== Work to complete ==
Please return every line below that contains the string "might".

= = =

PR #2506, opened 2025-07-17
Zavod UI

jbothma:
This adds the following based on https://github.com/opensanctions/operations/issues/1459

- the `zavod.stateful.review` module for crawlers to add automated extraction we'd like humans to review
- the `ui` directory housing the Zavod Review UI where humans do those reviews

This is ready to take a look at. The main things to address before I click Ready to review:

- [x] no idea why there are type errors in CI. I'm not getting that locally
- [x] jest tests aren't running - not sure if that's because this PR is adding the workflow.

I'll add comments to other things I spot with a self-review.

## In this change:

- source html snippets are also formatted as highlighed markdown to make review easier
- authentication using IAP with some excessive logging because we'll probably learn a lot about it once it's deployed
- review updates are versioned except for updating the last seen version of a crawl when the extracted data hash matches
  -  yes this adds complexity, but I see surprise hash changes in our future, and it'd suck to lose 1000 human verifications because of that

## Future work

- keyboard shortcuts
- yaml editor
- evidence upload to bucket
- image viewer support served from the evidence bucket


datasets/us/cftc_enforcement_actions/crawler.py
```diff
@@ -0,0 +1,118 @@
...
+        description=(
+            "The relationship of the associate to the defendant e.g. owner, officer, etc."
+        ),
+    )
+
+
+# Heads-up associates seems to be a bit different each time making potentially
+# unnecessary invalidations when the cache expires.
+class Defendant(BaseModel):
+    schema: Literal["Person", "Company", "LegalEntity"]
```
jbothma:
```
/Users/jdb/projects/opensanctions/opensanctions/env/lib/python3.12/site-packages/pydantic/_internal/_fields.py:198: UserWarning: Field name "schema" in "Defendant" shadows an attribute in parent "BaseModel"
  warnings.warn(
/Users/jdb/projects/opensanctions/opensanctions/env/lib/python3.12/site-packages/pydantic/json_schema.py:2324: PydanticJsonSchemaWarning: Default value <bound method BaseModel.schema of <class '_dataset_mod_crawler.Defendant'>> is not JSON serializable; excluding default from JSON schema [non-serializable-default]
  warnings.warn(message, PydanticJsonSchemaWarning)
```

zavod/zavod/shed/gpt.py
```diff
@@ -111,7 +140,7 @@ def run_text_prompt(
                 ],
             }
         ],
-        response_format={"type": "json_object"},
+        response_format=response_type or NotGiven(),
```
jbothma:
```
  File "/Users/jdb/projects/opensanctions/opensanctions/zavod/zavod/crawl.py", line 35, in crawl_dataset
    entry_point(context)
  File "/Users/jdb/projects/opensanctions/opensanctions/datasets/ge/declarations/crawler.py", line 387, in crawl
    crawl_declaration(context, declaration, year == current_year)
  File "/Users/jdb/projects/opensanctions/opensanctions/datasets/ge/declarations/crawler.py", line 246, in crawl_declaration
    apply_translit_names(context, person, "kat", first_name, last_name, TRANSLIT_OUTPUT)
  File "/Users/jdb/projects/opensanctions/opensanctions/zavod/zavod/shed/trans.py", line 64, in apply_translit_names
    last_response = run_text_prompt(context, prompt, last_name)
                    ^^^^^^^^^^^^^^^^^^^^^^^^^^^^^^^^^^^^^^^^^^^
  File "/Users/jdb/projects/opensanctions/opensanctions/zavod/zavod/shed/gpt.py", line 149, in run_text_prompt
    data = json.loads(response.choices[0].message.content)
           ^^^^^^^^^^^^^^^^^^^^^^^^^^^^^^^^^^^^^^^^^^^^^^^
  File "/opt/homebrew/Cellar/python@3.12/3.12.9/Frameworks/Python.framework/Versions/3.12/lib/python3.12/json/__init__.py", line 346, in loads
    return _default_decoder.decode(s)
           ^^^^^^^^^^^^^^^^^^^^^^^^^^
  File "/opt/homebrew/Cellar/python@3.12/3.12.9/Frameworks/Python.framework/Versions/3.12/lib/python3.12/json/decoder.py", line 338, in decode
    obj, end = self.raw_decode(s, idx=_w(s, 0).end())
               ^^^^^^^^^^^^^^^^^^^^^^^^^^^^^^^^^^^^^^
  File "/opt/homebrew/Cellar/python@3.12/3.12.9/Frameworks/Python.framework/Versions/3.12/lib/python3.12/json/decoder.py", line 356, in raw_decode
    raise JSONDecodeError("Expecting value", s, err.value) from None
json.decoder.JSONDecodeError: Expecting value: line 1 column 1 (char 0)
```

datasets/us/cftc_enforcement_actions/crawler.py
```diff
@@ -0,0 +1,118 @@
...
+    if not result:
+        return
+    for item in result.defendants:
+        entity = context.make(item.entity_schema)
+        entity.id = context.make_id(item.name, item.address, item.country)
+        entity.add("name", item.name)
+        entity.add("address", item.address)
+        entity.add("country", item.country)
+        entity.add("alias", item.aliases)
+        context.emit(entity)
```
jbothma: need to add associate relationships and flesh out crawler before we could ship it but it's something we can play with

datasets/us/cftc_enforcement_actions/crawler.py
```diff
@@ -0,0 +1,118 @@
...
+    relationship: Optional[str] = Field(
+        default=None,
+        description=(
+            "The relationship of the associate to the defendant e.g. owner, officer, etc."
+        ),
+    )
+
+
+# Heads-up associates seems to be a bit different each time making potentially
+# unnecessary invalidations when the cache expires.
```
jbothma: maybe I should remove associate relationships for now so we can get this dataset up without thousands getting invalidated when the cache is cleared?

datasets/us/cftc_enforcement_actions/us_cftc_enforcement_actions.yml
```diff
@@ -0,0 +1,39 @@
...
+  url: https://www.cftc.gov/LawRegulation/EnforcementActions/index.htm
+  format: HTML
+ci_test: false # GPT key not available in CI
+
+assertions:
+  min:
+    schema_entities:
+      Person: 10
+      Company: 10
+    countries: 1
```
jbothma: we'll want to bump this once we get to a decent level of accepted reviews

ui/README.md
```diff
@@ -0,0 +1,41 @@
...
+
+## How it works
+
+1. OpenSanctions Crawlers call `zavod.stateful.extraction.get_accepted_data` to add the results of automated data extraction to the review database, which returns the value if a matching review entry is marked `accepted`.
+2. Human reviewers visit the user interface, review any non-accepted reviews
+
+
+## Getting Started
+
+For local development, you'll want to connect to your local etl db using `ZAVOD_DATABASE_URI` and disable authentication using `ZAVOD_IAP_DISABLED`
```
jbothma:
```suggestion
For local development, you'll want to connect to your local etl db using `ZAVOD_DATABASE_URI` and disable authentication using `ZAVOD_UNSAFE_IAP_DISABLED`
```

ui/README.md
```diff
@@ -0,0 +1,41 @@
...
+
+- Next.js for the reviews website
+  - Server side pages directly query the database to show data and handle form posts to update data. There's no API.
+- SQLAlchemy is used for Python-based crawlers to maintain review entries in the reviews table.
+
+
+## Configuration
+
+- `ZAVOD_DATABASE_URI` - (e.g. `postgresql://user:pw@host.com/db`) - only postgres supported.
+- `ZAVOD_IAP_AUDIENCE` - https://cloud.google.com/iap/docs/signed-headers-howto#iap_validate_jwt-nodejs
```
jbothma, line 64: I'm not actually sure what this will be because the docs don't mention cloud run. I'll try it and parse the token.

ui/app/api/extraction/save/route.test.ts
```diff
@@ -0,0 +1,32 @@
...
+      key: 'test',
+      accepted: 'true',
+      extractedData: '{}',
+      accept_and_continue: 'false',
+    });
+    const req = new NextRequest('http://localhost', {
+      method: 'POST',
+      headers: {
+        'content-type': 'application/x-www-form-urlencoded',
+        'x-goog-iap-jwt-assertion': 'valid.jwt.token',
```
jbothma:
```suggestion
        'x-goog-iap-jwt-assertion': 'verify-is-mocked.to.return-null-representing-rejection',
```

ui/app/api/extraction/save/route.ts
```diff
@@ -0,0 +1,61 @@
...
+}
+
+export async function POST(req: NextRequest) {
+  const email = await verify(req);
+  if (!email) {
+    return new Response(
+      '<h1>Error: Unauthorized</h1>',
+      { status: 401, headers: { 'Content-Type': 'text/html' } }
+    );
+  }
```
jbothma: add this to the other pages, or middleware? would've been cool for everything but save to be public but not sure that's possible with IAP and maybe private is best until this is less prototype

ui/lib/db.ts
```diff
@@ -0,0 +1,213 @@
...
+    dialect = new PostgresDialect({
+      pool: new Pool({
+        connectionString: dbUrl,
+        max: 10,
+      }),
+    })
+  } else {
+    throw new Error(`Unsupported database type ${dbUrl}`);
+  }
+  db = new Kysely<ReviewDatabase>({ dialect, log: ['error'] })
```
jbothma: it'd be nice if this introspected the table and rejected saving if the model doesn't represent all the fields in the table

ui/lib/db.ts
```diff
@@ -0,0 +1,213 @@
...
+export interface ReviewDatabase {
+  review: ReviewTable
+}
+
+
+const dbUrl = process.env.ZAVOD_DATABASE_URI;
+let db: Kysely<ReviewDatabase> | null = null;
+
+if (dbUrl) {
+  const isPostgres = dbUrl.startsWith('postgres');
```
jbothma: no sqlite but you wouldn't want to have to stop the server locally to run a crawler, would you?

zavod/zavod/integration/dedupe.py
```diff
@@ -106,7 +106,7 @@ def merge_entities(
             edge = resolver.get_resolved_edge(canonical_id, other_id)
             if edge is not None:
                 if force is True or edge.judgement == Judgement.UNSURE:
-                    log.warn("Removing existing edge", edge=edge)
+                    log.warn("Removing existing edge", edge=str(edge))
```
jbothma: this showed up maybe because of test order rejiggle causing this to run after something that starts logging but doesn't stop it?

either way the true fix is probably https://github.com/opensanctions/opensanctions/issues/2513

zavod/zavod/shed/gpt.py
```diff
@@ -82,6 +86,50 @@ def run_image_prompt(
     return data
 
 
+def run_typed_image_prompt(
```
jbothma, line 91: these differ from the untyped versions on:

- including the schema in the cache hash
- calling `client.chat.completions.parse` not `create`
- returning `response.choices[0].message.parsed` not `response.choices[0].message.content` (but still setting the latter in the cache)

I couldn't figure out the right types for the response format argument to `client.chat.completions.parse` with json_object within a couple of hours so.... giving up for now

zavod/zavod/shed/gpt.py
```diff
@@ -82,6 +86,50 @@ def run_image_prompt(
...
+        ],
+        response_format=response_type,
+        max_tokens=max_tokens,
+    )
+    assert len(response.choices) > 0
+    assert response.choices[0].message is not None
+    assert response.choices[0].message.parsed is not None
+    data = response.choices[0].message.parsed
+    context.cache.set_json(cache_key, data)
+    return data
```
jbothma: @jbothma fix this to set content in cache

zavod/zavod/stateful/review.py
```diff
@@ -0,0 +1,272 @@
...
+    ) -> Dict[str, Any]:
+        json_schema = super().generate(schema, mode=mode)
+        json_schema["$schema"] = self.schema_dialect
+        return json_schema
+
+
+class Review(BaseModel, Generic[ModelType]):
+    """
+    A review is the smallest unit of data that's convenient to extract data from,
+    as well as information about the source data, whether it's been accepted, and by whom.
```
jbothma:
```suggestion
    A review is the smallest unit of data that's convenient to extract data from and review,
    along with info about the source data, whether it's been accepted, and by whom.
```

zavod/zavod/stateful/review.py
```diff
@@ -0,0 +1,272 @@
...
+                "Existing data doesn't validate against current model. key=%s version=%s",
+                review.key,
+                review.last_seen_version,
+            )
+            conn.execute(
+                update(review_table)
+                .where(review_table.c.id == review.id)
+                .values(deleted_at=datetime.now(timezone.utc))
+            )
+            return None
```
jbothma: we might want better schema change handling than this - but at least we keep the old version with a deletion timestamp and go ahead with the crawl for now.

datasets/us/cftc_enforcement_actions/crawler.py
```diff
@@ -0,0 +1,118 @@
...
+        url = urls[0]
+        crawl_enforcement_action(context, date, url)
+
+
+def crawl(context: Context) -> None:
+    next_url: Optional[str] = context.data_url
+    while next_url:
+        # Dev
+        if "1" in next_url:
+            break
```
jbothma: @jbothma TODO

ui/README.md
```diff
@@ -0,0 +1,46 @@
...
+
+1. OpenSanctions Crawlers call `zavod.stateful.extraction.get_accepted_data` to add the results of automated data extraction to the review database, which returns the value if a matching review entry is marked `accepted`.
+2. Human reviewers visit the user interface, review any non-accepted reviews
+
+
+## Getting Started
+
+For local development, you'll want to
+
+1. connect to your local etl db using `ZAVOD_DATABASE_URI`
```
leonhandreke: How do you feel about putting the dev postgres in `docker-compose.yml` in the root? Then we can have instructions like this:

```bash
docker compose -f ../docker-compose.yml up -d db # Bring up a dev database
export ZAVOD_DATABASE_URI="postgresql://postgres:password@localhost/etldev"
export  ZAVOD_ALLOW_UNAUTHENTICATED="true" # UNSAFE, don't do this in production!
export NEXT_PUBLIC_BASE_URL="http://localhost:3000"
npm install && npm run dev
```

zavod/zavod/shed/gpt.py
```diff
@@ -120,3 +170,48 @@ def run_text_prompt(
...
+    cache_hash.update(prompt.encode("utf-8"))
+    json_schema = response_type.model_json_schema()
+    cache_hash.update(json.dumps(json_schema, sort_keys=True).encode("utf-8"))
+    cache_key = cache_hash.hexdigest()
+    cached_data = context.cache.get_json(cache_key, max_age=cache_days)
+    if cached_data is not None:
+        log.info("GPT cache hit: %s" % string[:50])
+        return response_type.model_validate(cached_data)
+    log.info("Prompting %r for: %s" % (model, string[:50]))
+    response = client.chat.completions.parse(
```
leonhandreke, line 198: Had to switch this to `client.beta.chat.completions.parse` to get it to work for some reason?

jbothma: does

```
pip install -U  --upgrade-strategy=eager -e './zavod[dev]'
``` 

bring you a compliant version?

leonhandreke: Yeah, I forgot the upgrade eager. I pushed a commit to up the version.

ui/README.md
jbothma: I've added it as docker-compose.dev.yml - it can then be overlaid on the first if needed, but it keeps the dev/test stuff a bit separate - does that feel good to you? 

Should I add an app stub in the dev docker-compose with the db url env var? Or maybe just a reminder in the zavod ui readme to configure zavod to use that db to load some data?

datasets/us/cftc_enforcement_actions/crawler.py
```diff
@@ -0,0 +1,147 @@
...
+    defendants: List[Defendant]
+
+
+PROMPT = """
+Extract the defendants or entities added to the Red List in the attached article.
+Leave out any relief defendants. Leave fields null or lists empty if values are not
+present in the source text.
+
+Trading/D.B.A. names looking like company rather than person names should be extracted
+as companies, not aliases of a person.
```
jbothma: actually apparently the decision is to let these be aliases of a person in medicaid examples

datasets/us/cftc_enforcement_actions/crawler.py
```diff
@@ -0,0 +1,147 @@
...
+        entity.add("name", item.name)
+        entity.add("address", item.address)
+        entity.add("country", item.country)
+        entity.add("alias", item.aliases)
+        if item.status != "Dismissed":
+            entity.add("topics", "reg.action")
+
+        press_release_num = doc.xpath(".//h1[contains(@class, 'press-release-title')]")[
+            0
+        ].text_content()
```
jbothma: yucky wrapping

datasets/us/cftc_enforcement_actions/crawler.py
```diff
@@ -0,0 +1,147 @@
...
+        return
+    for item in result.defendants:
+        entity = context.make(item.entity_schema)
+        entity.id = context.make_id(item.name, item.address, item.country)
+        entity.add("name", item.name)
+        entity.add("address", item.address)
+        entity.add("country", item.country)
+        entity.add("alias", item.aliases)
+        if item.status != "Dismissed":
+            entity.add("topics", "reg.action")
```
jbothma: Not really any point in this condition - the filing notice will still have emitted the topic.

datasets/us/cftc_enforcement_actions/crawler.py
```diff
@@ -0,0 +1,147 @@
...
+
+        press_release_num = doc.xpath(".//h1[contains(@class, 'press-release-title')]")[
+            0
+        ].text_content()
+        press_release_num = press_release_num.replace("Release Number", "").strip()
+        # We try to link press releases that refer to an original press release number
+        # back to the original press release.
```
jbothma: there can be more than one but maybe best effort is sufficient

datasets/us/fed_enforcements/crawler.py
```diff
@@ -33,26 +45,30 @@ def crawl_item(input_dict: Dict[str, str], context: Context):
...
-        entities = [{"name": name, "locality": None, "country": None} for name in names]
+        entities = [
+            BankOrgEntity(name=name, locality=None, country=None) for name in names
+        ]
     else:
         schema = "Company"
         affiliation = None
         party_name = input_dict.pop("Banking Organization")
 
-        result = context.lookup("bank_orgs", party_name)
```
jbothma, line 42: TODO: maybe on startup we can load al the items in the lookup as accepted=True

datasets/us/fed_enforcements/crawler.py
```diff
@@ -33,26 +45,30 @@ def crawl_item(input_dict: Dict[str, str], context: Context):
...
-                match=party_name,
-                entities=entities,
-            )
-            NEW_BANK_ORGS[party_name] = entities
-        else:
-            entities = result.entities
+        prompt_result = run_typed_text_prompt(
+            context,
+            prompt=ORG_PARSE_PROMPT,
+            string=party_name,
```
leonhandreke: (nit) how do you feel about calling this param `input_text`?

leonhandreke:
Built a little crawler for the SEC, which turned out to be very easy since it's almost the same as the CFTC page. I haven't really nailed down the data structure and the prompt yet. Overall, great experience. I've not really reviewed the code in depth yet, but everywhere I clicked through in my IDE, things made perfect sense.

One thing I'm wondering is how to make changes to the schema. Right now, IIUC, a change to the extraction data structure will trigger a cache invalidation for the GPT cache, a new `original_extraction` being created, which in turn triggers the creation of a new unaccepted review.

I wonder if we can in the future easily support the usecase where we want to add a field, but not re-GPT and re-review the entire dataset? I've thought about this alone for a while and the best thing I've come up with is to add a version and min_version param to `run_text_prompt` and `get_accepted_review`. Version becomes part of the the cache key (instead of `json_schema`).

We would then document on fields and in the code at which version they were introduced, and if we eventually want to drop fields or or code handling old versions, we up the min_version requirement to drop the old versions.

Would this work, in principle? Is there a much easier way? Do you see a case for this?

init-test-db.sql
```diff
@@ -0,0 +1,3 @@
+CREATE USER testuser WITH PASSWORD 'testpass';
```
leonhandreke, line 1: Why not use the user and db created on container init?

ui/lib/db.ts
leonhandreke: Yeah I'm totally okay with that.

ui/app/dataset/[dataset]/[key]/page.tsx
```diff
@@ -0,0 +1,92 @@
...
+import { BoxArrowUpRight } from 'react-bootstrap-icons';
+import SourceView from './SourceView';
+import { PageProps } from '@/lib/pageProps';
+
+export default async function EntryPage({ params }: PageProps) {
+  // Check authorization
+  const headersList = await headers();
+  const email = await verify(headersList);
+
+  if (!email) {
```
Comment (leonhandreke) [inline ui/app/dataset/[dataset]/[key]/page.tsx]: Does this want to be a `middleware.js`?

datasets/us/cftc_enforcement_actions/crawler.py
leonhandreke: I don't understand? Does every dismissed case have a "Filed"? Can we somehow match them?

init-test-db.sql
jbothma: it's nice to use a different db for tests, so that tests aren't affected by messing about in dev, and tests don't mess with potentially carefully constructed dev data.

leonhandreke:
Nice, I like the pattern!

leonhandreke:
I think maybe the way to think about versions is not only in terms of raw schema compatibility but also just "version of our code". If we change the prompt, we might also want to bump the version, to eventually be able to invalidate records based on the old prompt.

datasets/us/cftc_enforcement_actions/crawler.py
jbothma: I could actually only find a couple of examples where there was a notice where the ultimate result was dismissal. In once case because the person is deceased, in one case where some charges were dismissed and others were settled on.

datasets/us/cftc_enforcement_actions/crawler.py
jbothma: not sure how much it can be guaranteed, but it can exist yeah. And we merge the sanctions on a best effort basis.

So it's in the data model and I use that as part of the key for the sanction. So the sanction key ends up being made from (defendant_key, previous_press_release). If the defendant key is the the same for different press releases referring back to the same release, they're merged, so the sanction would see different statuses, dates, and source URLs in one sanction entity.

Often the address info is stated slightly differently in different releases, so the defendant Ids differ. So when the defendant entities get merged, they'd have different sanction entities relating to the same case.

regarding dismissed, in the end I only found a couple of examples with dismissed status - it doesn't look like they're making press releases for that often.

= = =

== Finished task ==
jbothma: we might want better schema change handling than this - but at least we keep the old version with a deletion timestamp and go ahead with the crawl for now.
I think maybe the way to think about versions is not only in terms of raw schema compatibility but also just "version of our code". If we change the prompt, we might also want to bump the version, to eventually be able to invalidate records based on the old prompt.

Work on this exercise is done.